Untuk membangun Infrastruktur, Pemerintah memerlukan dukungan dari seluruh stakeholder Konstruksi termasuk Lembaga Pengembangan Jasa Konstruksi (LPJK). “Pemerintah butuh LPJK, begitu juga sebaliknya. Kita harus saling memberi masukan untuk kemajuan sektor konstruksi”, demikian disampaikan Dirjen Bina Konstruksi Kementerian PUPR Syarif Burhanuddin saat memberikan pengarahan pada Forum Pertemuan Dirjen Bina Konstruksi dengan Ketua LPJK Provinsi seluruh Indonesia, Kamis (7/12) di Tangerang.

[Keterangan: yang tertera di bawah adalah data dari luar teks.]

PR #662, opened 2025-03-13
Add pom.xml to update-version.sh

raydouglass:
Update the java `pom.xml` in `update-version.sh`.

Copied from https://github.com/rapidsai/cudf/blob/branch-25.04/ci/release/update-version.sh#L90-L92

Skipping CI since this file is not tested in CI.

### DIFF
--- a/ci/release/update-version.sh
+++ b/ci/release/update-version.sh
@@ -60,3 +60,7 @@ done
 
 # The example of a downstream project
 sed_runner "s/find_and_configure_kvikio(.*)/find_and_configure_kvikio(\"${NEXT_SHORT_TAG}\")/g" "cpp/examples/downstream/cmake/get_kvikio.cmake"
+
+# Java files
+NEXT_FULL_JAVA_TAG="${NEXT_SHORT_TAG}.${PATCH_PEP440}-SNAPSHOT"
+sed_runner "s|<version>.*-SNAPSHOT</version>|<version>${NEXT_FULL_JAVA_TAG}</version>|g" java/pom.xml


ci/release/update-version.sh
```diff
@@ -60,3 +60,7 @@ done
 
 # The example of a downstream project
 sed_runner "s/find_and_configure_kvikio(.*)/find_and_configure_kvikio(\"${NEXT_SHORT_TAG}\")/g" "cpp/examples/downstream/cmake/get_kvikio.cmake"
+
+# Java files
+NEXT_FULL_JAVA_TAG="${NEXT_SHORT_TAG}.${PATCH_PEP440}-SNAPSHOT"
+sed_runner "s|<version>.*-SNAPSHOT</version>|<version>${NEXT_FULL_JAVA_TAG}</version>|g" java/pom.xml
```
jameslamb, line 66:
```suggestion
sed_runner "s|^  <version>.*-SNAPSHOT</version>|  <version>${NEXT_FULL_JAVA_TAG}</version>|g" java/pom.xml
```

There are a lot of `<version></version>` tags in that file, but currently only 1 matching `-SNAPSHOT`, so this should be safe enouehg for now.

I was trying to think of ways to make this even safer, and think I have one. I noticed there's only 1 "top-level" version preceded by exactly 2 spaces, and that's the one we want to modify... would you consider padding spaces into this?

Alternatively, I *think* XML supports arbitrary data on tags similar to HTML, so maybe something like this to help identify the line?

```xml
  <version  id="kvikio-version">25.04.0-SNAPSHOT</version>
```

jameslamb (approved):
I left a small suggestion, but it's VERY small... feel free to ignore it and merge this if you'd like.

ci/release/update-version.sh
raydouglass: I think these suggestions can be a follow up. `cudf` has the same problem. But `cuvs` [uses comments](https://github.com/rapidsai/cuvs/blob/branch-25.04/ci/release/update-version.sh#L106) to be more selective.

We should probably standardize on something, so I'll open an issue.

raydouglass: Filed https://github.com/rapidsai/build-planning/issues/163

PR #666, opened 2025-03-14
Make created CUDA streams non-blocking to avoid implicit sync with the default stream

kingcrimsontianyu:


madsbk:
Did it do anything for performance?

PR #669, opened 2025-03-18
Fix comment typo in buffer_register

JigaoLuo:
- No code change
- Only typo fix in function signature comment: should be `@param size` instead of `@param length`

https://github.com/rapidsai/kvikio/blob/93a447f451dba0b1777be8753f4e4d180c40643b/cpp/include/kvikio/buffer.hpp#L26-L41


vuule:
Thank you for the PR! I'm moving it to 25.06 because we're already in 25.04 burndown.

bdice (approved):

PR #3183, opened 2023-03-21
Removes missing crosswalk tag from "Other" label on Explore.

### LINKED ISSUE #3158: Remove 'missing crosswalk' from 'other' label type
From Slack:

> The Other label type doesn't have any specific use. It is really just there in case a user sees something that they think should be documented that doesn't have a label type, hence the name "Other". We do have two tags for it: 'no bus stop access' and  **'missing crosswalk'** (which we should probably remove now that we have a Crosswalk label)

kevinjtwu:
Resolves #3158 

Removes missing crosswalk tag from "Other" label on Explore by adding missing crosswalk to excluded tags.

Before: 
image

After: 
image

##### Testing instructions
1. Navigate to Explore page
2. Add "Other" label - see tags available

### DIFF
--- a/conf/cityparams.conf
+++ b/conf/cityparams.conf
@@ -182,6 +182,7 @@ city-params {
       "uncovered manhole"
       "level with sidewalk"
       "APS"
+      "missing crosswalk"
     ]
     washington-dc = [
       "tactile warning"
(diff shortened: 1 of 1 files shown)


misaugstad (approved):
Thank you @kevinjtwu !!

PR #3185, opened 2023-03-23
3096 - noting that validation comments are seen

### LINKED ISSUE #3096: Signaling in UI that comments are actually seen
It would be nice to signal in some way that your comments can be viewed by the original labeler on their dashboad. At the minimum, just small text (or maybe a pop-up) that says that... This would both hopefully motivate people to fill this out and to further surface how the comments will be used.

image

dylanbun:
Resolves #3096 

Added text in the comment box on the validation page as a nudge to include reasoning when selecting disagree.

Before:
3096_before
After:
Screenshot 2023-03-24 at 11 07 46 AM

All text fits within textbox except for Dutch as shown:
Screenshot 2023-03-24 at 11 11 45 AM

##### Testing instructions
1. Go to validation page and check the textbook

### DIFF
--- a/app/views/validation.scala.html
+++ b/app/views/validation.scala.html
@@ -108,6 +108,7 @@
                         </button>
                     </div>
                     <textarea id="validation-label-comment" placeholder="@Messages("validate.bottom.ui.add.comment")" class="validation-comment-box"></textarea>
+                    <span>@Html(Messages("validate.dashboard.redirect"))</span>
                 </div>
             </div>
             <div id="modal-comment-holder" class="hidden">
--- a/app/views/validation.scala.html
+++ b/app/views/validation.scala.html
@@ -108,7 +108,6 @@
                         </button>
                     </div>
                     <textarea id="validation-label-comment" placeholder="@Messages("validate.bottom.ui.add.comment")" class="validation-comment-box"></textarea>
-                    <span>@Html(Messages("validate.dashboard.redirect"))</span>
                 </div>
             </div>
             <div id="modal-comment-holder" class="hidden">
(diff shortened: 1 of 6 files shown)


misaugstad:
@dylanbun can you include a screenshot that shows some more context? Your "after" screenshot cuts off right after the text you added. But it's important to see what it looks like up again the elements on the page below it as well!

dylanbun:
@misaugstad updated the after screenshot to provide more context of how this looks!

jonfroehlich:
I had the same issue with the text, which is also grammatically incorrect.

Current text
> Comments from validation can be found in the dashboard

Instead, I was thinking something like:
> Your comments can be viewed by the labeler in their dashboard

misaugstad:
>Your comments can be viewed by the labeler in their dashboard

I'm torn because this does make the most sense... But that's assuming that the user even knows about their dashboard! This is also an opportunity to link to their own user dashboard so that they can see their own mistakes...

jonfroehlich:
I updated my original comment.

The key priority is to try and encourage people to enter text here, I think, and to let them know that it's viewable by the original labeler.

misaugstad:
>The key priority is to try and encourage people to enter text here, I think, and to let them know that it's viewable by the original labeler.

Sounds good!

And I like this:

>Please enter your justification here, which is viewable by the labeler in their dashboard

And here's a little technical sounding (adding back in the "if you disagree" bit, since we don't want to waste ppls time writing why they agree):

>If you disagree, please enter your reasoning here, which can be seen by the labeler in their dashboard

jonfroehlich:
Great. Hope that fits in the textfield :)

dylanbun:
Nice thread of comments to come back and catch up on but sounds good to me!

dylanbun:
Ready to be reviewed @misaugstad! Also would like @jonfroehlich thoughts on this.

jonfroehlich:
Hahah, the Dutch hurts us!

Overall, I think it's better. Obviously, even the English version is too long--but I can't think of a way to more concisely explain it. So good enough for now.

misaugstad (approved):
Thanks @dylanbun !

Untuk membangun Infrastruktur, Pemerintah memerlukan dukungan dari seluruh stakeholder Konstruksi termasuk Lembaga Pengembangan Jasa Konstruksi (LPJK). “Pemerintah butuh LPJK, begitu juga sebaliknya. Kita harus saling memberi masukan untuk kemajuan sektor konstruksi”, demikian disampaikan Dirjen Bina Konstruksi Kementerian PUPR Syarif Burhanuddin saat memberikan pengarahan pada Forum Pertemuan Dirjen Bina Konstruksi dengan Ketua LPJK Provinsi seluruh Indonesia, Kamis (7/12) di Tangerang.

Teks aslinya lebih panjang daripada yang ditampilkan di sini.